Ob es die Europäische Union mit ihrer zynischen Politik in Afrika und an den Außengrenzen ist, ob es die Amerikaner sind, die Familien auseinanderreißen und Kinder in Käfige sperren – die Kluft zwischen dem Postulat nach mehr Menschlichkeit und den Realitäten ist unerträglich.
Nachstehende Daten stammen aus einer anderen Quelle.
PR #4152, opened 2026-07-25
Fix 500 error on category search without matching results

### LINKED ISSUE #4148: 500 Internal Server Error on category search with zero matching results
**Describe the bug**
Any `/search` request using the hidden `[key=value]` category syntax combined with a free-text near-phrase crashes with an uncaught IndexError, returned to the client as a generic 500 Internal Server Error, whenever the category search legitimately returns zero results.

Basically thr 	`ForwardGeocoder.sort_and_cut_results()` in src/nominatim_api/search/geocoder.py unconditionally indexes results[0]:
```
def sort_and_cut_results(self, results: SearchResults) -> SearchResults:
    results.sort(key=lambda r: (r.ranking, 0 if r.bbox is None else -r.bbox.area))
    final = SearchResults()
    min_rank = results[0].rank_search   # IndexError if results is empty
    min_ranking = results[0].ranking
    ...
```
git blame shows the guard against empty results was removed in commit 87a8c246a097cd9c218eb87871ba059d0435965a ("improve result cutting when a POI comes out with top importance", 2025-06-01), which previously wrapped this block in if results:. Still present and unfixed on current master (2991c61b).

This is confirmed independent of any specific category backend (old class/type place_classtype_* tables or the newer ltree-based categories column) -- it reproduces on production, which uses the old mechanism.

**To Reproduce**
```
curl -G "https://nominatim.openstreetmap.org/search" \
  --data-urlencode "q=[amenity=xyzxyz] Berlin" \
  --data-urlencode "format=json"
```
Response: {"title": "500 Internal Server Error"} (HTTP 500). amenity=xyzxyz is not a real OSM tag value, so this query is guaranteed zero category matches everywhere, ruling out a data/import-specific cause.

**Software Environment (please complete the following information):**
- Nominatim version: 5.3.99-2 (current master, commit 2991c61b)
- Postgresql version: 17.9 (Debian 17.9-0+deb13u1)
- Postgis version: 3.5.2
- OS: Debian (x86_64-pc-linux-gnu 

**Hardware Configuration (please complete the following information):**
- RAM: 
- number of CPUs:
- type and size of disks:
> Ahhh i cant recall

**Postgresql Configuration:**

NIL

**Nominatim Configuration:**

NIL

**Additional context**

Confirmed on two independent instances:
- nominatim.openstreetmap.org (production) -- [amenity=xyzxyz] Berlin -> HTTP 500
- our planet test instance -- same guaranteed-zero-match category, and the originally-noticed [club=scout] Vaduz -> HTTP 500

Itz-Agasta:
## Summary
Fixes #4148.

A `/search` request using the `[key=value]` category syntax together with a near-phrase returned a 500 error whenever the search legitimately found nothing:

```
curl -G "https://nominatim.openstreetmap.org/search" \
  --data-urlencode "q=[amenity=xyzxyz] Berlin" --data-urlencode "format=json"
{"title": "500 Internal Server Error"}
```

There turned out to be two independent `IndexError`s on this code path, both in `ForwardGeocoder.lookup_pois()`:

* `sort_and_cut_results()` accessed `results[0]` without checking that any results were found. This is the regression reported in the issue; the `if results:` guard was lost in 87a8c246.
* `execute_searches()` accessed `searches[0]` when the near-phrase produced no  search interpretations at all. `lookup_pois()` guarded this with `if query:`,  which is always true because `QueryStruct` defines neither `__bool__` nor  `__len__`. Replaced with `if searches:`, which is what `lookup()` already  does.

Which of the two triggers depends on whether the near-phrase is known to the tokenizer, so both need fixing for the query in the issue to work everywhere. `lookup()` was never affected: it calls `sort_and_cut_results()` under `if len(results) > 1:` and `execute_searches()` under `if searches:`.

Adds a BDD scenario in `test/bdd/features/api/search/queries.feature` covering both cases: a near-phrase that exists in the test data (`Vaduz`) and one that does not (`Berlin`).

## AI usage

None

### DIFF
--- a/src/nominatim_api/search/geocoder.py
+++ b/src/nominatim_api/search/geocoder.py
@@ -175,6 +175,9 @@ class ForwardGeocoder:
         """ Remove badly matching results, sort by ranking and
             limit to the configured number of results.
         """
+        if not results:
+            return results
+
         results.sort(key=lambda r: (r.ranking, 0 if r.bbox is None else -r.bbox.area))
 
         final = SearchResults()
@@ -271,7 +274,7 @@ class ForwardGeocoder:
         if phrases:
             query, searches = await self.build_searches(phrases)
 
-            if query:
+            if searches:
                 searches = [wrap_near_search(categories, s) for s in searches[:50]]
                 results = await self.execute_searches(query, searches)
                 results = self.pre_filter_results(results)
--- a/test/bdd/features/api/search/queries.feature
+++ b/test/bdd/features/api/search/queries.feature
@@ -113,6 +113,16 @@ Feature: Search queries
           | category | type |
           | leisure  | firepit |
 
+    # github #4148
+    Scenario Outline: Key/value search without any match returns no results
+        When geocoding "<query>"
+        Then exactly 0 results are returned
+
+        Examples:
+          | query                   |
+          | [amenity=xyzxyz] Vaduz  |
+          | [amenity=xyzxyz] Berlin |
+
     Scenario: POI search in a bounded viewbox
         When geocoding "restaurants"
           | viewbox                           | bounded |


lonvia:
Good catches, both of them!

PR #4163, opened 2026-08-06
Remove the place_classtype tables

Itz-Agasta:
## Summary

Follow-up to #4146. Now that category search goes through the ltree `categories` column, nothing reads the per-category `place_classtype_*` tables anymore, so this removes them and everything that maintained them.

On a planet database that is 428 tables and around ~8+GB of disk, plus a pg_tables lookup on every placex insert and delete during diff updates.

### Breaking change

The `--min` option of `nominatim special-phrases` is removed. It only decided which of the tables were created and never filtered the phrases themselves, so it has no meaning without them. `get_classtype_pairs()` goes with it. Noted in `docs/admin/Migration.md`. (i will make a sperate pr for docs aswell)

## AI usage

Yes the PR has mostly AI involvement. I asked it to confirm that no search service touches the `place_classtype_*` tables, audit what still references them, and remove those references. (Reviewed by me before commit btw)


Itz-Agasta:
btw `SPImporter` no longer touches the db at all, so the conn it takes and the now empty commit() call could go.... It is a small cleanup but it drags in the CLI and tests, so will do a follow up pr for it soon

src/nominatim_db/clicmd/special_phrases.py
```diff
@@ -58,8 +58,6 @@ def add_args(self, parser: argparse.ArgumentParser) -> None:
                            help='Import special phrases from a CSV file')
         group.add_argument('--no-replace', action='store_true',
                            help='Keep the old phrases and only add the new ones')
-        group.add_argument('--min', type=int, default=0,
-                           help='Restrict special phrases by minimum occurance')
```
lonvia, line 62: Rather than completely removing the option, just mark it as "Deprecated, no longer has any effect" and simply print a warning when it is used. That gives people a bit of time to adopt their scripts.

lonvia (commented):
Looks okay. I can't find more than the AI could.

Regarding the special phrase importer: it should actually be switched to add category names into the `word` table instead of class/type at some point. But that is a larger refactoring as well.

Itz-Agasta:
pls have a look now

lonvia:
I've been thinking some more about the migration that drops the `place_classtype_*` tables. It's better to just leave the tables in place and say in the migration guide that they can be manually dropped if desired. The reason for this is how migration works on a live server: you first run the migration script and then restart the API with the new code. That means there is a short period of time where the API server runs the old code but the migration has already run. The API servers have a cache to know which `place_classtype_*` tables exist. Thus, after the migration has run, there is a time where the API servers might produce SQL against the tables that no longer exist. I'd like to avoid that.

Can you remove the migration? Sorry about the back and forth. Should have thought about that earlier.

mtmail:
That reminds me https://github.com/ankane/strong_migrations (Ruby) which has some rules which operations in Postgresql data migrations are safe in a production environment and which should be split, e.g. when the migration would cause a full table lock. Depending on database size that could lock the application. The Ruby gem was written for companies like Shopify/Github/Gitlab.

Itz-Agasta:
mmm didnt though like that .. but ya  make sense

lonvia (commented):
Looks good now.

PR #4164, opened 2026-08-12
Add category filters to the search API

Itz-Agasta:
## Summary

Adds `include` and `exclude` to `/search`, filtering on the `categories` ltree column from #4106/#4146/#4163. Semantics followed [Photon's doc](https://github.com/komoot/photon/blob/master/docs/categories.md) + some stuff i thought out.

```
/search?q=restaurant+berlin&include=osm.amenity.restaurant
/search?q=berlin&include=osm.amenity                                    # matches descendants
/search?q=hilton&include=osm.tourism.hotel&include=osm.amenity.restaurant
/search?q=restaurants+in+berlin&exclude=osm.amenity.fast_food
```

| Form | Meaning |
|------|---------|
| `include=a.b` | place has `a.b` or a descendant of it |
| `include=a.b,c.d` | place has `a.b` **or** `c.d` |
| `include=a.b&include=c.d` | place has `a.b` **and** `c.d` |
| `exclude=a.b` | drop places having `a.b` |
| `exclude=a.b,c.d` | drop places having `a.b` **and** `c.d` |
| `exclude=a.b&exclude=c.d` | drop places having `a.b` **or** `c.d` |

Comma being OR for `include` and AND for `exclude` is Photon's behaviour: it falls out of De Morgan on their `should(mustNot(...))`. Note their `osm_tag=` is deprecated in favour of these, so I did not copy that syntax.

Invalid categories are a 400. A category needs at least two dot-separated labels, so `include=osm` is rejected. Hyphens are folded to underscores because the Lua importer stores them that way (Yk pg limitation and blh blh); without it `osm.shop.car-repair` would silently match nothing.

i decided to keep`SearchDetails.categories`  untouched and kept alongside. It is not redundant acc to me: it also restricts which special-phrase tokens are used (`56:427,444`), which `include` as a pure row filter cannot do.

The filter is applied to every search returning placex rows  - a parameter that silently does nothing on plain name queries seemed worse than none. Sources with no categories (postcodes, interpolations, TIGER, the country fallback tables) return nothing under `include`.

## AI usage

I was getting out of creativity for tests...so test cases +  its params are done by ai. Also for some sqllite changes ai helped me.. im not sure its correct or not as i didnt test them.

## Contributor guidelines (mandatory)

- [X] I have adhered to the [coding style](https://github.com/osm-search/Nominatim/blob/master/CONTRIBUTING.md#coding-style)
[...]

PR #4166, opened 2026-08-14
Update the documentation for the category series

Itz-Agasta:
## Summary

Documentation follow-up for #4106, #4146, #4163, and #4164 as part of the GSoC period.

## AI usage

After I was done,  asked ai to review it against the codebase and check if I was missing anything....It  made a few patches on its own.


docs/api/Search.md
```diff
@@ -229,6 +229,56 @@ to the address layer (see above).
...
+
+
+!!! note
+    Categories are only used for filtering, they are never part of the output.
+    The `category`/`class` field of a result contains the main tag of the place,
+    which is just one of its categories.
+
+!!! note
+    A place without any category cannot satisfy `include`. Postcodes, address
+    interpolations, TIGER housenumbers and countries that are only known from
```
mtmail: I don't think we need "that are only known from..." since countries never have type/class/category.

docs/customize/Import-Styles.md
```diff
@@ -82,6 +83,25 @@ and may be returned with the result [on request](../api/Search.md#output-details
...
 
+### Categories
+
+A category is derived from a main tag and written as `osm.<key>.<value>`.
+An object tagged with `tourism=hotel` and `amenity=restaurant` therefore gets
+the categories `osm.tourism.hotel` and `osm.amenity.restaurant`. Categories are
+hierarchical and can be used to filter search results, see the
+[search API](../api/Search.md#result-restriction).
+
+Only letters, digits, underscore and hyphen may appear in a category, where
```
mtmail: Is it letters or a stricter list of [a-z]?

mtmail:
Well caught that documentation for place_entrance and place_associated_street was missing so far.

docs/api/Search.md
Itz-Agasta: I don't think it's wrong to drop entirely..... it's actually a meaningful distinction. `CountrySearch.lookup` queries placex and applies `filter_by_category`, so a country backed by a real OSM boundary `(boundary=administrative+admin_level=2)` has a category and gets filtered like any other place. It's only the `lookup_in_country_table` fallback (no matching OSM boundary, backed by country_name/country_grid which have no categories column) that unconditionally returns nothing when include is set. 

tried to reword it pls check the new commit

docs/customize/Import-Styles.md
Itz-Agasta: yes it's letters, not just [a-z]...  the sanitizer in init.lua uses [^A-Za-z0-9_-] to detect invalid chars, so both cases pass through unchanged. 

https://github.com/osm-search/Nominatim/blob/f8da9c614a8a146145bbbf32796bd2da04e119e7/lib-lua/themes/nominatim/init.lua#L288-L298

docs/api/Search.md
```diff
@@ -229,6 +229,58 @@ to the address layer (see above).
...
+    boundary was found) therefore disappear from the results as soon as
+    `include` is used. `exclude` has no effect on them. Countries backed by
+    an OSM boundary keep their usual category and are filtered normally.
+
+!!! tip
+    Adding a filter may increase the number of results. Nominatim stops
+    searching once a search round has produced good enough matches. When the
+    filter removes such an early match, later rounds get to run and may find
+    places the unfiltered query never reached. The `countrycodes` and `layer`
+    filters behave the same way.
```
lonvia: That's an interesting (and correct) observation but likely raises more questions than it answers for the unsuspecting user. So more something for the developer section.

lonvia (commented):
Aaahhh, now we are really running into the ambiguity between the existing 'category' and the new 'categories'.

As there are already a lot of references to "main tag" when talking about the class/type columns, I would suggest that we stick to that name and drop all references to 'category' for that. So sooner or later we have the values in the category column as the only 'category'.

Also, can you please mark the 'categories' API parameter as deprecated. One of the next PRs should be to simply map it to include and some day it should go away completely (similar to Photon's `osm_tag`.)

lonvia (commented):
This looks good for now. Some further adaptions may be needed for follow-up changes, especially once we allow arbitrary categories.

PR #4168, opened 2026-08-16
Make POIs on unnamed streets searchable by address

### LINKED ISSUE #4133: POI object parented to an unnamed streets are not searchable by address
When a POI gets parented to a street, for example because it is a node on that street, and the street has no name, then the POI is only searchable by its name. The `nameaddress_vector` in the `search_name` table remains empty.

Example: https://nominatim.openstreetmap.org/ui/details.html?osmtype=N&osmid=8795855155&keywords=1

The reason for that is how we handle POI addresses in `create_poi_search_terms`. The first step is to retrieve the search terms for the parents:

https://github.com/osm-search/Nominatim/blob/6f74afef88a3a6209022b2e558448ebc47c173d5/lib-sql/functions/placex_triggers.sql#L412-L415

An unnamed street has no entry in `search_name`, so the variables are all set to NULL and the cheating further down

Dass am Weltflüchtlingstag niemand weiter auf die Gründe einging, die 68,5 Millionen Menschen dazu zwingen, ihre Heimat zu verlassen und sich auf der Suche nach ein wenig Sicherheit Gefahren für Leib und Leben aussetzen, ist wenig verwunderlich. Denn die Analyse der Fluchtursachen beinhaltet, dass man sich eingesteht, dass es unsere Welt, unsere Politik, unsere wirtschaftlichen Interessen sind, die Menschen zur Flucht treiben.

Da hilft es wenig, wenn sich schlaue westliche Politiker hinstellen und zunächst eine Unterscheidung in „Kriegsflüchtlinge“ und „Wirtschaftsflüchtlinge“ vornehmen. Im Grunde sind beide Kategorien nämlich dieselben. „Kriegsflüchtlinge“, das sind Menschen, denen wir (ja, tatsächlich: wir. Die „Allianz des guten Willens“, die gemeinsam mit den USA Bombenangriffe in Syrien und anderswo fliegt) Bomben auf die Häuser werfen und sie damit zwingen, ihre von uns (und anderen) zerbombten Häuser zu verlassen. Warum wir nicht einfach mit den Bombardements aufhören? Na, weil diese bei uns Arbeitsplätze sichern, in den USA, in Deutschland, in Frankreich. Gäbe es keine solchen Kriege mehr, gäbe es mehr Arbeitslose bei uns. Also werfen wir Bomben. Und beklagen uns bitter darüber, dass die Menschen, die wir ausbomben, nicht diskret genug sind, einfach daheim auf den Tod zu warten, statt frecherweise an unsere Tür zu klopfen, um sich in Sicherheit zu bringen.

Die „Wirtschaftsflüchtlinge“, bei denen sich fast alle einig sind, dass diese gierige Zeitgenossen sind, die nur an unseren fetten Töpfen mitessen wollen, müssen natürlich ferngehalten werden. Dabei sind diese „Wirtschaftsflüchtlinge“ genauso unsere Opfer wie die „Kriegsflüchtlinge“. Speziell die „Wirtschaftsflüchtlinge“ aus Afrika kommen aus Ländern, deren Reichtümer seit den Kolonialzeiten (die faktisch nie vorbei waren) von multinationalen Konzernen ausgeplündert werden, die hervorragend mit lokalen Despoten kooperieren und dafür sorgen, dass die Menschen nicht von den Reichtümern ihrer Länder profitieren können. Doch die Armut in den Ländern Afrikas, der Hunger, die Bürgerkriege, die Korruption – das sind die Gründe, die Menschen zur Flucht veranlassen.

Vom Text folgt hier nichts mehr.